(Saved entries)
PR #590, opened 2024-06-20
import functions and ranks

TuomasBorman:
importBIOM did not detect superkingdom rank. Also it was not possible to set taxonomy ranks automatically. These issues are now fixed.

Also, the supported ranks come from generic function to ensure that support can be extended easily in every function at once.

This is a draft, still checks to do.


TuomasBorman:
@Daenarys8 Can you check that everything works?

0xMuluh (commented):
LGTM. Imported some data files and it worked fine. Couldn't get dataset with d_ or sk_ for reliable checks. However;
- both `.parse_metaphlan` and `.parse_taxonomy` rely on `TAXONOMY_RANKS` which does not take into account `sk_` and `t_` . 
- can we also use `.get_lowest_taxonomic_level` in `.parse_taxonomy`?

R/utils.R
```diff
@@ -460,13 +457,11 @@
...
+    colnames(taxa_tab) <- names(all_ranks)
     
-    # Subset columns so that it includes TAXONOMY_RANKS columns by default.
-    # If strain column has values, it it also returned.
-    ind <- !(!tolower(colnames(taxa_tab)) %in% tolower(returned.ranks) &
-        colSums(is.na(taxa_tab)) == nrow(taxa_tab))
-    taxa_tab <- taxa_tab[ , ind, drop = FALSE]
+    # Subset columns so that include only those columns that have some value
+    non_empty <- colSums(is.na(taxa_tab)) != nrow(taxa_tab)
+    taxa_tab <- taxa_tab[ , non_empty, drop = FALSE]
```
TuomasBorman, line 464: The output had "all" the taxonomy ranks even though the data did not include them. Now only those ranks are returned that were detected from the data.

TuomasBorman:
Thanks for pointing out these problems. This requires little bit more thinking.

NAMESPACE
```diff
@@ -1,7 +1,6 @@
 # Generated by roxygen2: do not edit by hand
 
 export(IdTaxaToDataFrame)
-export(TAXONOMY_RANKS)
```
TuomasBorman, line 4: TAXONOMY_RANKS is not visible anymore for user. It is still used in the functions to determine taxonomy ranks. Moreover, user can still modify the value of it:

```
> getTaxonomyRanks()
 [1] "domain"       "superkingdom" "kingdom"      "phylum"       "class"        "order"       
 [7] "family"       "genus"        "species"      "strain"      
> setTaxonomyRanks(c("one", "two"))
> getTaxonomyRanks()
[1] "one" "two"
```

R/convertFromBIOM.R
```diff
@@ -230,18 +225,33 @@ convertFromBIOM <- function(
         assays = assays,
         colData = sample_data,
         rowData = feature_data)
+    
+    # Set ranks based on rowData columns if user has specified to do so
+    temp <- .set_ranks_based_on_rowdata(tse, ...)
```
TuomasBorman, line 228: Now importBIOM supports also setting new ranks based on data. In theory, the file can include more ranks that are supported by mia

R/convertFromBIOM.R
```diff
@@ -230,18 +225,33 @@ convertFromBIOM <- function(
...
+    
+    # Remove prefixes if specified and rowData includes info
+    if(prefix.rm && ncol(rowData(tse)) > 0){
+        rowData(tse) <- .remove_prefixes_from_taxa(rowData(tse), ...)
+    }
+
```
TuomasBorman, line 234: To set ranks correctly, this was moved to the end

R/convertFromBIOM.R
```diff
@@ -230,18 +225,33 @@ convertFromBIOM <- function(
...
     return(tse)
 }
 
 ################################ HELP FUNCTIONS ################################
 # This function removes prefixes from taxonomy names
 .remove_prefixes_from_taxa <- function(
-        feature_tab, prefixes = "sk__|([dkpcofgs]+)__",
+        feature_tab,
+        prefixes = paste0(
+            "(", paste0(.get_all_supported_ranks(), collapse = "|"), ")__"),
```
TuomasBorman: Prefixed are removed based on all supported ranks (shared in mia; not listed individually in every function).

R/convertFromBIOM.R
```diff
@@ -274,16 +286,9 @@ convertFromBIOM <- function(
...
-        "^p__",
-        "^c__",
-        "^o__",
-        "^f__",
-        "^g__",
-        "^s__"
-    )
+    all_ranks <- .get_all_supported_ranks()
+    prefixes <- paste0("^", all_ranks, "__")
+    names(prefixes) <- names(all_ranks)
```
TuomasBorman: Here also: taxonomy ranks are detected based on prefixes of all supported ranks in mia.

R/convertFromBIOM.R
```diff
@@ -292,7 +297,7 @@ convertFromBIOM <- function(
     # If only one prefix was found (like it should be), get the corresponding
     # rank name.
     if( sum(found_rank) == 1 ){
-        colname <- TAXONOMY_RANKS[found_rank]
+        colname <- names(prefixes)[found_rank]
```
TuomasBorman, line 298: There was a bug that is now fixed. Colnames were set based on index of listed prefix and TAXONOMY_RANKS but they did not match (there were domain prefix that was not in TAXONOMY_RANKS).

R/importMetaphlan.R
```diff
@@ -124,10 +124,8 @@ importMetaPhlAn <- function(
     tables <- .parse_metaphlan(data, ...)
 
     # Create multiple SE objects at different rank from the data
-    available_ranks <- names(tables)
     se_objects <- lapply(tables, function(x){
-        .create_se_from_metaphlan(
-            x, rowdata_col, returned.ranks = available_ranks, ...)
+        .create_se_from_metaphlan(x, rowdata_col, ...)
         })
```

- **Description of the task**
The lines holding the word "user" are the answer. Pull them out of the records and copy them.

- **Exercise result**
TuomasBorman, line 4: TAXONOMY_RANKS is not visible anymore for user. It is still used in the functions to determine taxonomy ranks. Moreover, user can still modify the value of it:
+    # Set ranks based on rowData columns if user has specified to do so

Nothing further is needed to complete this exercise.